#### [Data items]
%%

PR #955, opened 2026-05-05
Mask SCRIP files to reduce memory footprint of ESMF_RegridWeightGen

trhille:
This merge creates a `grid_imask` field in the SCRIP files for source data sets (BedMachine and MEaSUREs) that masks out cells that do not overlap the target MALI mesh (plus a buffer with default 50km width). This reduces the active cells in BedMachine Greenland v6 by about 25%, from 1.8M to 1.4M, and makes it possible to run the default 1–10km greenland `mesh_gen` case on 8 Perlmutter CPU nodes in about 40 minutes, where it previously required 16 nodes.

Checklist

### DIFF
--- a/compass/landice/mesh.py
+++ b/compass/landice/mesh.py
@@ -1395,6 +1395,127 @@ def add_grid_imask_from_dst_scrip_hull(source_scrip, dest_scrip,
         ds_out.to_netcdf(masked_source_scrip, mode='w')
 
 
+def plot_hull_diagnostic(hull_path, dest_scrip, source_bbox_files,
+                         transformer, _maybe_deg, active_xc, active_yc,
+                         logger=None):
+    """
+    Save a diagnostic PNG (``convex_hull.png``) showing the masking geometry.
+
+    Parameters
+    ----------
+    hull_path : matplotlib.path.Path
+        Buffered convex hull of the destination mesh.
+
+    dest_scrip : str
+        Destination SCRIP file (used to scatter MALI domain extent).
+
+    source_bbox_files : list of tuple
+        Each entry is ``(filepath, label, edgecolor)`` for a source dataset
+        whose bounding box should be drawn.
+
+    transformer : pyproj.Transformer
+        Transformer from lon/lat to planar coordinates.
+
+    _maybe_deg : callable
+        Helper that converts radian angles to degrees when needed.
+
+    active_xc : numpy.ndarray
+        Projected x-coordinates of all active (masked-in) source cells.
+
+    active_yc : numpy.ndarray
+        Projected y-coordinates of all active (masked-in) source cells.
+
+    logger : logging.Logger, optional
+        Logger for status messages; falls back to print if None.
+    """
+    def _log(msg):
+        if logger is not None:
+            logger.info(msg)
+        else:
+            print(msg)
+
+    try:
+        from matplotlib.patches import Polygon as MplPolygon
+        from matplotlib.patches import Rectangle
+
+        # --- destination SCRIP centers (MALI domain extent) ---
+        with xarray.open_dataset(dest_scrip) as ds_dst:
+            if ('grid_center_x' in ds_dst.variables and
+                    'grid_center_y' in ds_dst.variables):
+                xd = np.asarray(ds_dst['grid_center_x'].values)
+                yd = np.asarray(ds_dst['grid_center_y'].values)
+            else:
+                lon = ds_dst['grid_center_lon'].values
+                lat = ds_dst['grid_center_lat'].values
+                lon, lat = _maybe_deg(lon, lat)
+                xd, yd = transformer.transform(lon, lat)
+                xd, yd = np.asarray(xd), np.asarray(yd)
+
+        rng = np.random.default_rng(seed=0)
+
+        def _subsample(x, y, n=50000):
+            idx = np.where(np.isfinite(x) & np.isfinite(y))[0]
+            if len(idx) > n:
+                idx = rng.choice(idx, size=n, replace=False)
+            return x[idx], y[idx]
+
+        def _src_extent(filepath):
+            """Return (x_min, x_max, y_min, y_max) from a gridded dataset."""
+            with xarray.open_dataset(filepath) as ds:
+                if 'x1' in ds and 'y1' in ds:
+                    x, y = ds['x1'].values, ds['y1'].values
+                elif 'x' in ds and 'y' in ds:
+                    x, y = ds['x'].values, ds['y'].values
+                else:
+                    return None
+            return float(x.min()), float(x.max()), \
+                float(y.min()), float(y.max())
+
+        fig, ax = plt.subplots(figsize=(10, 10))
+
+        # active source cells — ice-sheet extent (tab:blue)
+        xs, ys = _subsample(active_xc, active_yc)
+        ax.scatter(xs, ys, s=0.5, color='tab:blue', alpha=0.4,
+                   label='active source cells', rasterized=True)
+
+        # MALI domain extent (tab:pink)
+        xs, ys = _subsample(xd, yd)
+        ax.scatter(xs, ys, s=1.5, color='tab:pink', alpha=0.6,
+                   label='MALI domain extent', rasterized=True)
+
+        # source bounding boxes
+        for filepath, label, color in source_bbox_files:
+            ext = _src_extent(filepath)
+            if ext is None:
+                continue
+            x0, x1, y0, y1 = ext
+            bbox = Rectangle(
+                (x0, y0), x1 - x0, y1 - y0,
+                linewidth=1.5, edgecolor=color,
+                facecolor='none', label=label)
+            ax.add_patch(bbox)
+
+        # convex hull (tab:green)
+        hull_verts = hull_path.vertices
+        hull_patch = MplPolygon(
+            hull_verts, closed=True,
+            linewidth=2, edgecolor='tab:green',
+            facecolor='none', label='convex hull (buffered)')
+        ax.add_patch(hull_patch)
+
+        ax.set_aspect('equal')
+        ax.set_xlabel('x (m)')
+        ax.set_ylabel('y (m)')
+        ax.legend(loc='best', markerscale=6)
+        ax.set_title('Source SCRIP masking: hull vs. domain')
+        fig.savefig('convex_hull.png', dpi=150,
+                    bbox_inches='tight', facecolor=fig.get_facecolor())
+        plt.close(fig)
+        _log('Saved masking diagnostic plot to convex_hull.png')
+    except Exception as exc:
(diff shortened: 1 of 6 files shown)


trhille:
Testing
-------
With these changes, we can create the 1–10km Greenland mesh in 37:21 and the 4–20km Antarctica mesh in 27:24 on 8 CPU nodes on Perlmutter (1024 tasks). The MALI mesh convex hull caching introduced in https://github.com/MPAS-Dev/compass/pull/955/commits/9064a8c963f20aa2e12c7dca0abcd2f3304f2e4a saves a few minutes: the 1–10km Greenland mesh took 40:09 when calculating the convex hull multiple times, but I only ran each case once. Antarctica can fit on 4 nodes (40:39 run time), but Greenland fails on 4 nodes because ESMF_RegridWeightGen runs out of memory. I haven't tested Greenland with more than 4 but less than 8 nodes.

For Greenland, these changes reduce the number of activate cells in the source SCRIP by about 25%: `active source cells after masking: 140813110 / 187459428`
For Antarctica, the savings is much larger, reducing the number of active cells in the source SCRIP by ~60%: `active source cells after masking: 70964025 / 177768889`

trhille:
Here's an example of the saving on active cells in the SCRIP file from an 8–30km Antarctica mesh (which took 22:17 on 4 Perlmutter nodes):
image

trhille:
For Greenland (3–30km), here's the convex hull approach (top) from [8c1dc31](https://github.com/MPAS-Dev/compass/pull/955/commits/8c1dc31656bfdd9a49615c022b7478ff35bf3780), versus the dilation approach (i.e., buffered boundary) approach (bottom) from 69d8b8e3d6ec1de26af1a9e417a8e0a89bac3131:
image
image

trhille:
With the changes in [69d8b8e](https://github.com/MPAS-Dev/compass/pull/955/commits/69d8b8e3d6ec1de26af1a9e417a8e0a89bac3131) I get `active source cells after masking: 62723040 / 177768889` (compared to 70964025 / 177768889 when using the convex hull approach) for the 4–20km Antarctic mesh, which took 42:24 on 4 Perlmutter CPU nodes:
image

compass/landice/mesh.py
```diff
@@ -1130,8 +1132,438 @@ def _nearest_fill_from_valid(field2d, valid_mask):
...
+            '+proj=stere +lat_ts=70.0 +lat_0=90 +lon_0=315.0 +k_0=1.0 '
+            '+x_0=0.0 +y_0=0.0 +ellps=WGS84'
+        ),
+        'antarctica': (
+            '+proj=stere +lat_ts=-71.0 +lat_0=-90 +lon_0=0.0 +k_0=1.0 '
+            '+x_0=0.0 +y_0=0.0 +ellps=WGS84'
+        ),
+    }
+    projections['gis-gimp'] = projections['greenland']
+    projections['ais-bedmap2'] = projections['antarctica']
```
matthewhoffman: This is repeated with function above.  Let's have a single location for these in a common data structure.  I could imagine them being used in other contexts.  (I know we have these already defined in MPAS-Tools, but we don't need to worry about eliminating that redundancy.)

compass/landice/mesh.py
```diff
@@ -1130,8 +1132,438 @@ def _nearest_fill_from_valid(field2d, valid_mask):
...
+        mesh_crs = projections[domain]
+
+    transformer = Transformer.from_crs(source_crs, mesh_crs, always_xy=True)
+
+    def _maybe_deg(lon, lat):
+        if (np.nanmax(np.abs(lon)) <= 2.0 * np.pi + 1.0e-6 and
+                np.nanmax(np.abs(lat)) <= 0.5 * np.pi + 1.0e-6):
+            lon = np.rad2deg(lon)
+            lat = np.rad2deg(lat)
+        return lon, lat
```
matthewhoffman: This is also duplicate and could be moved to a common location.

compass/landice/mesh.py
```diff
@@ -1130,8 +1132,438 @@ def _nearest_fill_from_valid(field2d, valid_mask):
...
+        Destination SCRIP file (used to scatter MALI domain extent).
+
+    source_bbox_files : list of tuple
+        Each entry is ``(filepath, label, edgecolor)`` for a source dataset
+        whose bounding box should be drawn.
+
+    transformer : pyproj.Transformer
+        Transformer from lon/lat to planar coordinates.
+
+    _maybe_deg : callable
```
matthewhoffman: I don't understand why a function would be passed here.  As per comment above, if `_maybe_deg` is moved to a single common function, it could just be called directly and there would be no need to pass it in here.

compass/landice/mesh.py
```diff
@@ -1130,8 +1132,438 @@ def _nearest_fill_from_valid(field2d, valid_mask):
...
+                    x, y = ds['x'].values, ds['y'].values
+                else:
+                    return None
+            return float(x.min()), float(x.max()), \
+                float(y.min()), float(y.max())
+
+        fig, ax = plt.subplots(figsize=(10, 10))
+
+        # active source cells — ice-sheet extent (tab:blue)
+        xs, ys = _subsample(active_xc, active_yc)
```
matthewhoffman: I don't think these lines are used - `xs,ys` get replaced on the next line.

compass/landice/mesh.py
```diff
@@ -1497,7 +1958,88 @@ def run_optional_interpolation(
...
+                    '+proj=stere +lat_ts=70.0 +lat_0=90 +lon_0=315.0'
+                    ' +k_0=1.0 +x_0=0.0 +y_0=0.0 +ellps=WGS84'
+                ),
+                'antarctica': (
+                    '+proj=stere +lat_ts=-71.0 +lat_0=-90 +lon_0=0.0'
+                    ' +k_0=1.0 +x_0=0.0 +y_0=0.0 +ellps=WGS84'
+                ),
+            }
+            projections['gis-gimp'] = projections['greenland']
+            projections['ais-bedmap2'] = projections['antarctica']
```
matthewhoffman: another instance that can be eliminated

compass/landice/mesh.py
```diff
@@ -1497,7 +1958,88 @@ def run_optional_interpolation(
...
+            mesh_crs = projections.get(src_proj, src_proj)
+            transformer = Transformer.from_crs(
+                'EPSG:4326', mesh_crs, always_xy=True)
+
+            def _maybe_deg_plot(lon, lat):
```
matthewhoffman: and this

compass/landice/mesh.py
```diff
@@ -1497,7 +1958,88 @@ def run_optional_interpolation(
...
+            bm_stem = os.path.splitext(
+                os.path.basename(first_src))[0]
+            # Try to find the masked SCRIP that was written to workdir
+            import re as _re
+            match = _re.search(r'(^.*[_-]v\d*[_-])+', bm_stem)
+            if match:
+                scrip_stem = bm_stem[:match.end() - 1]
+            else:
+                scrip_stem = bm_stem
+            masked_scrip = f'{scrip_stem}.scrip_masked.nc'
```
matthewhoffman: Is there a cleaner way to do this?

compass/landice/mesh.py
```diff
@@ -1497,7 +1958,88 @@ def run_optional_interpolation(
             interp_gridded2mali(self, measures_dataset, dst_scrip_file,
                                 parallel_executable, nProcs,
                                 mesh_filename, src_proj,
-                                variables=measures_vars)
+                                variables=measures_vars,
+                                hull_path=hull_path)
+
+        # Diagnostic plot: show hull, MALI domain, and bounding boxes for
+        # all source datasets that were interpolated.
```
matthewhoffman, line 1969: Would it make sense to move the rest of these changes into the plotting function?  I had the sense `run_optional_interpolation` was meant to be a high level driver calling functions for chunks of work, but the remainder of the additions below this point are in the weeds of setting up the plot.  And given the plotting function is only called in one place, conceptually it would all these details could be pushed into that function instead of living here.

matthewhoffman (changes requested):
@trhille , this looks like a really nice performance optimization.  I read all the test results and skimmed all the changes. The general idea and the specific implementation make sense.  I have requested some changes to avoid code duplication and simplify organization.  I may be missing reasons why things are the way they are, though, so if these suggestions aren't practical, feel free to say so.

compass/landice/mesh.py
trhille: fixed in [77413d4](https://github.com/MPAS-Dev/compass/pull/955/commits/77413d4114e3de1b88cc3201f4ef3db43a6c70fb)

compass/landice/mesh.py
trhille: fixed in [77413d4](https://github.com/MPAS-Dev/compass/pull/955/commits/77413d4114e3de1b88cc3201f4ef3db43a6c70fb)

compass/landice/mesh.py
trhille: fixed in [77413d4](https://github.com/MPAS-Dev/compass/pull/955/commits/77413d4114e3de1b88cc3201f4ef3db43a6c70fb)

compass/landice/mesh.py
trhille: fixed in [77413d4](https://github.com/MPAS-Dev/compass/pull/955/commits/77413d4114e3de1b88cc3201f4ef3db43a6c70fb)

compass/landice/mesh.py
trhille: fixed in [77413d4](https://github.com/MPAS-Dev/compass/pull/955/commits/77413d4114e3de1b88cc3201f4ef3db43a6c70fb)

compass/landice/mesh.py
trhille: fixed in af5d55b84

compass/landice/mesh.py
trhille: Addressed in 5e0a04630.

compass/landice/mesh.py
trhille: Removed in https://github.com/MPAS-Dev/compass/commit/5e0a0463050a87829912a6df3942a8707c79dbd3.

trhille:
Greenland 3–30km mesh took 17:30 on 1 Perlmutter CPU node as of [5e0a046](https://github.com/MPAS-Dev/compass/pull/955/commits/5e0a0463050a87829912a6df3942a8707c79dbd3).
BedMachine: `active source cells after masking: 130882695 / 187459428`
Measures: `active source cells after masking: 11705489 / 16434600`
image

trhille:
docs are at https://portal.nersc.gov/cfs/fanssie/trhille/compass-docs-PR955/html/

matthewhoffman (approved):
@trhille , thanks for updating this.  Looks good to me!

PR #7, opened 2021-02-17
Nicer tooltips for time and age plots

### LINKED ISSUE #3: Improve tooltips in the time and age distribution plots
That's how it currently looks like:

image

A suggestion for improvement:

- The date tooltip could print: "Week 1, 2021 (04.01)"
- Instead of "72 | trace 0": "Number of sequences: 72"
- Instead of "11.46497 | trace 1": "Proportion: 11.46%"

This would also make it much clearer what the lines and bars mean.

tehwalris:
This fixes #3. @chaoran-chen I roughly followed your suggestion. Here are the new tooltips (age plot is the same):

2021-02-17-120126_11520x2160_scrot

I also made the X-axis in the time plot explicitly show weeks, so that it matches the tooltip. This calculates ISO 8601 weeks, instead of directly using the week numbers from the response, because that is all that the formatting system supports. Is that the correct week calculation?

### DIFF
--- a/src/widgets/VariantAgeDistributionPlot.tsx
+++ b/src/widgets/VariantAgeDistributionPlot.tsx
@@ -64,6 +64,9 @@ export const VariantAgeDistributionPlot = ({ data }: Props) => {
           ]}
           layout={{
             title: 'Age Distribution',
+            xaxis: {
+              title: 'Age',
+            },
             yaxis: {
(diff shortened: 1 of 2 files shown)


chaoran-chen (approved):
Yes, that matches very well! Thank you!!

%%

#### [EXERCISE AIM]
For each line above that includes the word "sense", make a copy of that line.

#### [RESPONSE]
matthewhoffman, line 1969: Would it make sense to move the rest of these changes into the plotting function?  I had the sense `run_optional_interpolation` was meant to be a high level driver calling functions for chunks of work, but the remainder of the additions below this point are in the weeds of setting up the plot.  And given the plotting function is only called in one place, conceptually it would all these details could be pushed into that function instead of living here.
@trhille , this looks like a really nice performance optimization.  I read all the test results and skimmed all the changes. The general idea and the specific implementation make sense.  I have requested some changes to avoid code duplication and simplify organization.  I may be missing reasons why things are the way they are, though, so if these suggestions aren't practical, feel free to say so.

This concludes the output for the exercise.